Durante todo longa do diretor Carlos Lopez Estrada o espectador é colocado contra a parede. Várias temáticas são abordadas, a mais forte delas é com relação ao preconceito racial. Collin está em liberdade condicional e a trama nos envolve ao propor que o espectador tenha contato com o cotidiano do protagonista e de seu melhor amigo Miles. Miles é loiro, branco, de olhos azuis. A descrição física se faz necessária. No retorno do trabalho, Collin aguarda o sinal abrir. Ele observa um confronto com policiais e um suposto bandido. O policial dispara quatro tiros. O policial é branco. Do outro lado, mais um jovem negro que virou estatística nos Estados Unidos. Ser testemunha do fato o marca completamente.

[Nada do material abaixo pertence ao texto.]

PR #694, opened 2016-08-29
add wgFlowEditorList to espiralwiki and spiralwiki per req T693

Reception123:
Not sure if this is done correctly.


Reception123:
already defaulted. i got confused.

PR #705, opened 2016-09-11
enable VisualEditor for cnvwiki for T739

ImBoPhil:


Reception123:
VisualEditor also requires parsoid configuration so please also add cnv to https://github.com/miraheze/puppet/blob/master/modules/parsoid/manifests/init.pp (no wiki suffix just 'cnv')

Collin não dorme direito só de pensar no que ocorreu. As lembranças surgem na tela por flashbacks de algo extremamente corriqueiro. Jovens negros mortos por policiais brancos.

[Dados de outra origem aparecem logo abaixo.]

PR #788, opened 2016-10-08
add SQL files for MediaWikiChat for T849

ImBoPhil:
Sorry, I forgot to add the SQL files.


JohnFLewis:
The chat_away ones are patches and do not need to be added.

O roteiro de Daveed Diggs e Rafael Casal, os protagonistas do longa, lembra em vários momentos o humor ácido de Corra! embalado por uma trilha com letras reflexivas sobre a sociedade e preconceito. Além da trilha com letras marcantes, a amizade entre os protagonistas pauta o arco da dupla. A química dos atores é tamanha que os diálogos encadeados transmitem a sensação de uma empolgante batalha de Rap. Todas as falas são voltadas para a imersão do espectador. A dupla lembra também os filmes de policiais, onde temos os opostos presentes na personalidade de cada um. A interessante inversão de lados torna o roteiro mais envolvente. Em determinado momento (a imagem abaixo), Collin reforça essa inversão:" Eu sempre estou aqui para te salvar. Mas o peso cai no Negrão aqui. Fala Negrão! Na realidade você é o Negrão. Você sempre foi o Negrão." E, assim, o roteiro da dupla aborda vários questionamentos sociais. Mostrar em um noticiário a foto de um policial de uniforme e do lado oposto a foto do jovem morto com roupa de presidiário reforça ainda mais os questionamentos de uma sociedade preconceituosa.
Os elementos narrativos são utilizados de forma envolvente no contexto proposto. A trilha sonora, a montagem e o som diegético proporciona ao filme um ritmo constante. Sempre que a trilha surge, a junção com os demais elementos são inseridos perfeitamente no o som de uma porta batendo ou de outros objetos cênicos. Todos os elementos reforçam a batida tão marcante do Rap americano. Ponto Cego tem outro ponto forte marcante: as atuações. Daveed entrega uma atuação empolgante e vibrante. A cada cena o ator cresce quando necessário. Apesar da condução do desfecho ser previsível, não a parte da música em si, um das melhores do filme, mas ele entrar em uma determinada casa, o duelo no terceiro ato é o ápice da atuação de Diggs. A mise-en-scène é perfeita, pois o filme em vários momentos ressalta o amigo branco do protagonista. No desfecho, Miles permanece isolado no canto da cena e quem brilha é Collin. Cada palavra mencionada só poderia sair da boca de Collin. A intensidade do ator é tamanha que refleti: " Você precisa fazer isso ( não vou mencionar, pois seria um baita spoiler), depois de anos de sofrimento e preconceito." Mas o roteiro o coloca sabiamente em uma posição de superioridade e meu pensamento vingativo caiu por terra. Já o outro lado, o do amigo branco é o tom cômico necessário e faz toda a diferença ele ser por vários momentos o protagonista.